> _The data_

PR #16274, opened 2019-02-27
giphy full grid preview display

mmaxim:
Looks like this:

image


shared/chat/conversation/giphy/width.js
```diff
@@ -1,10 +1,221 @@
...
+  }
+  // Pick which row is the closest, biasing for compression if both succeed.
+  const compWidth = groupWidth(compressed)
+  const expandWidth = groupWidth(expanded)
+  const compDistance = totalWidth - compWidth
+  let expandDistance = totalWidth - expandWidth
+  if (expandDistance < 0) {
+    expandDistance = 0
+  }
+  if (compDistance < expandDistance) {
```
joshblum: why not `<=` and then we don't need the `else if` or the `else`?

shared/chat/conversation/giphy/width.js
```diff
@@ -1,10 +1,221 @@
...
+  widths.forEach(w => {
+    images.push(new Image(scaledWidth(w), 0))
+  })
+  // set to the desired size, some GIFs are very wide and take up too much space initially. We will allow
+  // the expansion phase to go over this clamp however.
+  clampAtMaxWidths(images)
+  let res = []
+  let longRow = []
+  for (let index = 0; index < images.length; index++) {
+    const im = images[index]
```
joshblum: since `index` is reassigned from `pickRow` probably worth a sanity check the index is within bounds here

shared/chat/conversation/giphy/width.js
mmaxim: 👍

mmaxim:
I"m going to figure out the absolute positioning stuff when I try on other platforms, worst case this just reverts to what it does in master.

PR #16276, opened 2019-02-27
Show errors when adding to teams from profile view

cjb:
@keybase/react-hackers 

When adding someone to teams through their profile view, we're no longer displaying any errors if one of the teams fails.  This broke when identifyv3 landed: we were displaying the errors overlaid on the main profile view via `state.teams.addUserToTeamsResults`,  and the new identifyv3 components no longer try to do that.

While talking about it, we decided that they shouldn't be being displayed this way anyway, even though it's in the design.  It makes more sense to keep the modal showing if there were errors and display them, else just dismiss the modal if the teams adds were all successful.

So this PR moves the error display into the `profile/add-to-team` component, updates the styles on that component, and adds logic to dismiss the modal it if everything was successful.  This logic is controlled by redux and componentDidUpdate, not the saga.

Along the way I found a nasty bug: because of using `Object.keys(selectedTeams)` without checking for truth in each key's value, it was possible to use this modal to check and then uncheck a team, then check a different team, submit, and have the saga add the user to *both* teams even though one was now unselected.


shared/profile/add-to-team/container.js
```diff
@@ -54,11 +55,13 @@ const mapDispatchToProps = (dispatch, {navigateUp, routeProps, navigateAppend})
       ])
     )
   },
+  clearAddUserToTeamsResults: () => dispatch(TeamsGen.createClearAddUserToTeamsResults()),
```
chrisnojima: why both?

shared/profile/add-to-team/container.js
```diff
@@ -109,6 +112,7 @@ export default compose(
   ),
   lifecycle({
     componentDidMount() {
+      this.props.clearAddUserToTeamsResults()
       this.props.loadTeamList()
```
chrisnojima: could this just be a side effect of load

shared/profile/add-to-team/container.js
cjb: Thanks, removed one.

shared/profile/add-to-team/container.js
cjb: Can't do that: we need to reload the team list immediately after getting an error, so that the text next to each checkbox stays correct for the case where some adds succeeded and some failed, so that would dismiss the error immediately.

chrisnojima: could be a flag to load

cjb: There's another reason not to do this: when you toggle any checkbox while seeing an error, we want to clear errors (since they no longer apply to your selection) but not reload teams.  So I think it's correct that they're separate actions.

PR #16280, opened 2019-02-27
show more generic proof types behind a feature flag

xgess:
### before
```
$ keybase prove -l
Supported services are: dns, github, hackernews, http, https, reddit, rooter, twitter, web.
```
### after
```
$ keybase prove -l
Supported services are: dns, facebook, github, hackernews, http, https, mastodon.social, mastokeyhole.herokuapp.com, reddit, rooter, twitter, web.
```

see https://github.com/keybase/keybase/pull/3522

### DIFF
--- a/go/libkb/features.go
+++ b/go/libkb/features.go
@@ -64,8 +64,9 @@ type FeatureFlagSet struct {
 }
 
 const (
-	FeatureFTL     = Feature("ftl")
-	FeatureIMPTOFU = Feature("imptofu")
+	FeatureFTL                = Feature("ftl")
+	FeatureIMPTOFU            = Feature("imptofu")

> _Work item_
When a line in the records above contains the word "reddit", copy it.

> _Output below_
Supported services are: dns, github, hackernews, http, https, reddit, rooter, twitter, web.
Supported services are: dns, facebook, github, hackernews, http, https, mastodon.social, mastokeyhole.herokuapp.com, reddit, rooter, twitter, web.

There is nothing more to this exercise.